论文信息 - Conservative Q-Learning for Offline Reinforcement Learning - 字舞流文

Conservative Q-Learning for Offline Reinforcement Learning

Effectively leveraging large, previously collected datasets in reinforcement learning (RL) is a key challenge for large-scale real-world applications. Offline RL algorithms promise to learn effective policies from previously-collected, static datasets without further interaction. However, in practice, offline RL presents a major challenge, and standard off-policy RL methods can fail due to overestimation of values induced by the distributional shift between the dataset and the learned policy, especially when training on complex and multi-modal data distributions. In this paper, we propose conservative Q-learning (CQL), which aims to address these limitations by learning a conservative Q-function such that the expected value of a policy under this Q-function lower-bounds its true value. We theoretically show that CQL produces a lower bound on the value of the current policy and that it can be incorporated into a policy learning procedure with theoretical improvement guarantees.

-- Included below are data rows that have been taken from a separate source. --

Issue #705, opened 2017-04-29
Run Script in External PowerShell Console, accepting parameter


mpearon:
### System Details

- Operating system name and version:  **Windows 10 v1607 Build 14939.1066**
- VS Code version:  **1.11.2**
- PowerShell extension version:  **0.12.2**
- Output from `$PSVersionTable`:
                                                                                                            
**PSVersion                      5.1.14393.1066**
**PSEdition                      Desktop**
**PSCompatibleVersions           {1.0, 2.0, 3.0, 4.0...}**
**BuildVersion                   10.0.14393.1066**
**CLRVersion                     4.0.30319.42000**
**WSManStackVersion              3.0**
**PSRemotingProtocolVersion      2.3**
**SerializationVersion           1.1.0.1**

### Issue Description

The ability to run a script in an external console from within vsCode would be awesome.
This feature was present in PowerGUI, but broke with the release of Win10 v1607 - and I don't have a machine pre-1607 around, so I can't demonstrate the feature in its entirety...but what I can show follows.

There were two ways to execute a script, and a way to pass a parameter to both methods:
     1.  Running in integrated terminal
          This did just want vsCode does, but it offered an extra feature that I'll mention in No. 3.
![powergui-1](https://cloud.githubusercontent.com/assets/7157790/25558805/eaa4da50-2cf3-11e7-9a2d-eebcaeb2b985.gif)

     2.  Running in external console
          I can't demonstrate this one (afore mentioned reasons), but this is what I would love to see.  This saved a temporary copy of the script, then launched PowerShell externally with the path to the temporary script as the -File parameter.  This helped eliminate any "ISE-style" weirdness, and showed me exactly how the end-user's experience would be - which was awesome.

     3.  You could pass an argument list to both methods via an input box in editor.
![powergui-3](https://cloud.githubusercontent.com/assets/7157790/25558821/47a6abca-2cf4-11e7-892c-95edc83238c0.gif)

mpearon:
I'm not sure why, but the descriptions on points 2 and 3 are showing as code.  Sorry!

rkeithhill:
When you run in the integrated terminal you *can* pass parameters to this script.  Click on the gear icon in the debug view to edit the launch.json file:
```
        {
            "type": "PowerShell",
            "request": "launch",
            "name": "PowerShell Launch (current file)",
            "program": "${file}",
            "args": [],
            "cwd": "${file}"
        },
```
[...]

PR #707, opened 2017-04-30
Add optional UI to prompt for script args.

rkeithhill:
Address one issue #705

### DIFF
--- a/examples/.vscode/launch.json
+++ b/examples/.vscode/launch.json
@@ -4,7 +4,7 @@
         {
             "type": "PowerShell",
             "request": "launch",
-            "name": "PS Launch - Current File",
+            "name": "PowerShell Launch Current File",
             "script": "${file}",
             "args": [],
             "cwd": "${file}"
@@ -12,7 +12,7 @@
         {
             "type": "PowerShell",
             "request": "launch",
-            "name": "PS Launch - Current File w/Args Prompt",
+            "name": "PowerShell Launch Current File w/Args Prompt",
             "script": "${file}",
             "args": [ "${command:SpecifyScriptArgs}" ],
             "cwd": "${file}"
@@ -20,7 +20,7 @@
         {
             "type": "PowerShell",
             "request": "launch",
-            "name": "PS Launch - DebugTest.ps1",
+            "name": "PowerShell Launch DebugTest.ps1",
             "script": "${workspaceRoot}/DebugTest.ps1",
             "args": ["-Count 55 -DelayMilliseconds 250"],
             "cwd": "${workspaceRoot}"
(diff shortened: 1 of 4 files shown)


rkeithhill:
This is not quite ready yet.  I'm waiting on some resolution to this issue - https://github.com/Microsoft/vscode/issues/25712

daviwil:
Awesome!  I suppose we'll wait for the next VS Code update before shipping this in the PS extension?

rkeithhill:
Yes.  I keep testing daily builds of VSCode Insiders but haven't observed the fixed behavior yet.

rkeithhill:
OK, the issue is fixed in today's insiders build.  It should ship in the (late) May release.

rkeithhill:
One more thing to do. Need to figure out a debug config snippet for this.  I'll propose one here in a bit.

rkeithhill:
Here is what the Debug configuration list looks like now (from the Examples folder):
image

This is what the Add Configuration choices look like:
image

rkeithhill:
> I suppose we'll wait for the next VS Code update before shipping this in the PS extension?

We can ship this before the May VSCode release drops.  I added code to check the VSCode version and I only enable the "save the prev args" features if we're on 1.13 or later.

rkeithhill:
I'm not sure I like the args being saved across separate VSCode sessions.  Let me see if I can find a way to store the args just for the current session.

In practice, CQL augments the standard Bellman error objective with a simple Q-value regularizer which is straightforward to implement on top of existing deep Q-learning and actor-critic implementations. On both discrete and continuous control domains, we show that CQL substantially outperforms existing offline RL methods, often learning policies that attain 2-5 times higher final return, especially when learning from complex and multi-modal data distributions.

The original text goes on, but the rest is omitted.